In 1198, Walther’s patron died; Walther was forced to leave Vienna to begin the uncertain life of a wandering minstrel. The only extant historical document concerning him is a receipt showing that Wolfger, bishop of Passau, had given “to the singer Walther de Vogelweide five solidi for a fur coat on Saint Martin’s Day in the year 1203.” Among his many other patrons was Count Hermann of Thuringia, at whose court he met Wolfram von Eschenbach, author of Parzival (c. 1200-1210; English translation, 1894), and other lyric poets. Walther wrote songs for three emperors; after Philip of Swabia was murdered and his successor Otto IV allegedly did not pay the poet enough, Walther shifted his allegiance to Friedrick II, who eventually rewarded him with a small property near Würzburg in about 1220. Presumably, Walther did not participate in the Crusade of 1228 and died about 1230 near Würzburg, where his grave could still be seen in the cathedral garden half a century later. Another minstrel, Hugo von Trimberg, grieved over Walther’s death with the words, “Ah Sir Walther von der Vogelweide, I would feel sorry for whomever forgot you.”
ANALYSIS
In only one generation, from 1180 to 1210, the great flowering of Middle High German courtly culture under the Hohenstaufen Dynasty produced—in addition to four great epic writers, Hartmann von Aue, Gottfried von Strassburg, Wolfram von Eschenbach, and the anonymous author of the Nibelungenlied (c. 1200; English translation, 1848)—numerous lyric poets, the most renowned of them being Walther von der Vogelweide. Even princes and emperors ranked among the courtly love poets. The roots of this German medieval poetry are multiple: Provençal and northern French courtly love poetry, indigenous songs and Goliardic verse such as that collected in Carmina burana (1847), and a variety of Latin secular and religious genres (eulogies, sequences), some dating back to antiquity. Medieval German poetry features a great variety of meters and melodies, since the minstrel was expected to compose a new meter and melody for each song.
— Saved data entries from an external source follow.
PR #7137, opened 2024-11-07
fix(fp): Consolidate duplicate jetcd suppression and ensure considered base suppressions

chadlwilson:
## Description of Change

The change in #7117 failed to mark the suppressions as `base` which makes them show up incorrectly as unused suppressions in user runs.

```
Suppression Rule had zero matches: SuppressionRule{packageUrl=PropertyType{value=^pkg:maven/io\.etcd/jetcd-[a-z]*@.*$, regex=true, caseSensitive=false},cpe={PropertyType{value=cpe:/a:redhat:etcd, regex=false, caseSensitive=false},PropertyType{value=cpe:/a:etcd:etcd, regex=false, caseSensitive=false},}}
Suppression Rule had zero matches: SuppressionRule{packageUrl=PropertyType{value=^pkg:maven/io\.etcd/jetcd-grpc@.*$, regex=true, caseSensitive=false},cpe={PropertyType{value=cpe:/a:grpc:grpc, regex=false, caseSensitive=false},}}
```

Additionally consolidates a duplicate earlier suppression and uses `.*` to handle other dependencies like `jetcd-blah-blah`. 

FYI @joannakotula :-)

## Have test cases been added to cover the new functionality?

N/A

PR #7138, opened 2024-11-07
chore: cleanup base suppression

jeremylong:
PR #7137 cleanse-up older suppressions in the generated suppression file that have already been copied into the base suppression file.


aikebah (approved):
LGTM

PR #7147, opened 2024-11-09
fix: expose flag to disable version check

### LINKED ISSUE #7142: Please add option to disable version-check to CLI
I noticed that DC v11 was running a lot slower (~5x) than v10 on our servers, so I dug into this a little. I figured this was because of our proxy (which is usually the culprit of our issues) and it appears it was.
Seeing we already pretty much mirror all input for DC, I was a little confused why/where it would be trying to connect to, but in the logs I then found the culprit: the version check.

I think the issue of it getting very slow was caused by switching to the usage of Apache HTTP-client in [Commit b78ab24](https://github.com/jeremylong/DependencyCheck/commit/b78ab24120df2d2017c57081ab6288d6833c8ecf).

For Maven I then found the Parameter `versionCheckEnabled`, which made our builds even faster than before! I guess we never noticed/felt that DC took 'long' to run, until the update to v11...
So, my request is to add an option to disable the version-check in the CLI as well. We are not using ant and gradle, but I guess it might be useful there too.

jeremylong:
resolves #7142


aikebah (approved):
LGTM

PR #7150, opened 2024-11-11
chore: add chad as a FP approver

jeremylong:
@chadlwilson unless you object - we can add you as a false positive approver. You don't have to approve them if you do not want to. But you've been extremely helpful with your PRs and reviews.


chadlwilson:
I'm happy to help if I am trusted to be of assistance 🫡

PR #7204, opened 2024-12-01
feat: report on CVSS v4

jeremylong:
Updates reporting to utilize CvssV4.


jeremylong:
@aikebah should this be a feature or a breaking change (i.e. add in version `11.2.0` or `12.0.0`).

aikebah:
@jeremylong Given that the reports are frequently post-processed I recon it would be wiser to treat it as a breaking change.

jeremylong:
I'll try and publish 12.0 in the next day or two depending on other commitments I have.

PR #7255, opened 2024-12-15
fix: Make the HTTP-Client use pre-emptive authentication

### LINKED ISSUE #7108: Authentication failure after upgrade to 11.0.0 with Maven
**Describe the bug**
Since version 11.0.0 Apache Httpclient is used for web requests instead of plain java.
Configuration properties `suppressionFileUser` and `suppressionFilePassword` are no longer respected. (and the alternative configuration using `suppressionFileServerId` is neither respected).
By intercepting the http request the owasp dependency-check maven plugin tries to make, we can verify that it skips authentication, even when authentication is provided by the user!

The problem occurs using version 11.0.0 of the maven plugin

**Log file**
```
org.owasp.dependencycheck.exception.ExceptionCollection: One or more exceptions occurred during analysis:
        InitializationException: Warn initializing the suppression analyzer: Failed to load http://localhost:8087/suppressions.xml, caused by Unable to fetch the configured suppression file. 
                caused by SuppressionParseException: Failed to load http://localhost:8087/suppressions.xml, caused by Unable to fetch the configured suppression file.
```

**To Reproduce**
1. Configure maven dependency-check plugin with the following:
```xml
<configuration>
    <suppressionFiles>
        <suppressionFile>http://localhost:8087/suppressions.xml</suppressionFile>
    </suppressionFiles>
    <suppressionFileUser>my-username</suppressionFileUser>
    <suppressionFilePassword>my-secret-password</suppressionFilePassword>
</configuration>
```
2. On linux run netcat listening on port 8087 to intercept traffic and see what authentication maven dependency-check plugin comes up with:   `nc -l 8087`
3. Run mvn dependency-check:check
4. Check your netcat interceptor and you will see something along the lines of: 
```
GET /suppressions.xml HTTP/1.1
Accept-Encoding: gzip, x-gzip, deflate
Host: localhost:8087
Connection: keep-alive
User-Agent: Apache-HttpClient/5.4 (Java/21.0.2)
Upgrade: TLS/1.2
Connection: Upgrade
```
5. We can see that the `Authorization` request header is missing!!

**Expected behavior**
For step 4 in the reproduction steps above, we expect to see the Authorization header present on the request... e.g.:
```
GET /suppressions.xml HTTP/1.1
Authorization: Basic ........
Accept-Encoding: gzip, x-gzip, deflate
Host: localhost:8087
Connection: keep-alive
User-Agent: Apache-HttpClient/5.4 (Java/21.0.2)
Upgrade: TLS/1.2
Connection: Upgrade
```

**Other comments**

- If you run the reproduction steps again, but this time switch the plugin version from 11.0.0 to version 10.0.4 and you will see the `Authorization` header is present in the requests!

### LINKED ISSUE #7253: Extend HTTPClient usage for downloads to NexusSearch
Confirmed... only NexusSearch and ArtifactorySearch are pending. As both are typically solutions within the enterprise datacenter not requiring proxy access I think it would be fine to finish up this part and leave the remainder phase-out of URLConnectionFactory for a later feature-release in the 11.x series.

_Originally posted by @aikebah in https://github.com/jeremylong/DependencyCheck/issues/6949#issuecomment-2356535422_

Follow-up issue to #6949 to use HTTPClient for NexusSearch in order to honor the standard proxy configuration also for those (for the (expected rare) cases in which a Nexus repository is only reachable via a proxy)

aikebah:
Make the HTTP-Client use pre-emptive authentication for configured server credentials and extend HTTPClient usage to Nexus search

Fixes #7108
Fixes #7253

## Description of Change

Use pre-emptive authentication for the servers for which credentials are configured.

And add usage of the Apache HTTPClient for the web requests from Nexus search.

## Related issues

Fixes #7108 

Fixes #7253 

no;
Nexus search locally manually tested against private instances of Nexus v2 and Nexus v3 including access via a local squid proxy container.

### DIFF
--- a/core/src/main/java/org/owasp/dependencycheck/data/nexus/NexusV2Search.java
+++ b/core/src/main/java/org/owasp/dependencycheck/data/nexus/NexusV2Search.java
@@ -19,25 +19,29 @@ package org.owasp.dependencycheck.data.nexus;
 
 import java.io.FileNotFoundException;
 import java.io.IOException;
-import java.net.HttpURLConnection;
 import java.net.MalformedURLException;
+import java.net.URISyntaxException;
 import java.net.URL;
-import java.nio.charset.StandardCharsets;
-import java.util.Base64;
+import java.util.List;
 import javax.annotation.concurrent.ThreadSafe;
-import javax.xml.parsers.DocumentBuilder;
-import javax.xml.parsers.ParserConfigurationException;
 import javax.xml.xpath.XPath;
 import javax.xml.xpath.XPathExpressionException;
 import javax.xml.xpath.XPathFactory;
+
+import org.apache.hc.client5.http.HttpResponseException;
+import org.apache.hc.core5.http.ContentType;
+import org.apache.hc.core5.http.HttpHeaders;
+import org.apache.hc.core5.http.message.BasicHeader;
+import org.owasp.dependencycheck.utils.DownloadFailedException;
+import org.owasp.dependencycheck.utils.Downloader;
+import org.owasp.dependencycheck.utils.ResourceNotFoundException;
 import org.owasp.dependencycheck.utils.Settings;
 
-import org.owasp.dependencycheck.utils.URLConnectionFactory;
-import org.owasp.dependencycheck.utils.XmlUtils;
+import org.owasp.dependencycheck.utils.ToXMLDocumentResponseHandler;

Courtly love poetry (Minnesäng) was symptomatic of a new secular culture that rejected the “contempt of the world” preached for centuries by the monastic orders and that sought instead to harmonize eternal salvation with earthly happiness. The role of women in the courts and castles was to elevate and dignify life and to convey a certain hoher muot (joy of life), which was the crowning virtue in the knightly code. Although the love songs sometimes have a trace of the occasional in them—they often are addressed to a particular woman and reflect specific circumstances—such love poetry was not a stylized proposal for a literal love relationship, but an artistic achievement, a fictional, public musical presentation on the theme of love for the amusement and edification of the entire court (estimated as usually comprising between thirty and seventy persons). Since the idolized woman was supposed to be of high rank, married and virtuous, no erotic reciprocation was expected but, at most, a greeting or token of appreciation. Praise of the woman was not a means to an end but an ennobling activity in itself, for the lady represented the humane ideal of beauty and dignity for which this secular knightly society was striving. Her being not only was physically beautiful and charming but also encompassed a catalog of virtues such as honor, self-discipline, constancy, moderation, and loyalty—traits of a proud, aristocratic society.
MÄDCHENLIEDER
Walther regarded highly his function as a courtly love poet who could express for the men and women of his society the emotions of body and soul. Under Walther’s predecessor and teacher, Reinmar, Minnelyrik (love poetry) had degenerated into a genre that was obsessed with the monotonous theme of the unrequited lover. Walther broke with this tradition—and from Reinmar—and introduced many new dimensions into the thematics of courtly love poetry. His Mädchenlieder scandalized society by directing love and the title Frouwe (noble lady) to a common-class girl. He also introduced into courtly poetry a mature, reciprocally fulfilled marital love, contrary to the tradition of unrequitedness. Late in life, he rejected the ribaldry and crudity that was brought into courtly love poetry under the influence of peasant dances by a new generation of minstrels, including Neidhart von Reuenthal. Finally, he turned away from “Lady World” and his “many errors” as a Minnesänger and addressed God himself as “you sweet true Love.” Underlying this broad span of the love concept in Walther’s poems is the medieval idea of “gradualism,” which sees all reality as an ascending ladder of being, each rung different in degree but analogous to the ones above and below—from the various levels of earthly reality, through a person, who is both body and soul, to the heights of spirit in God.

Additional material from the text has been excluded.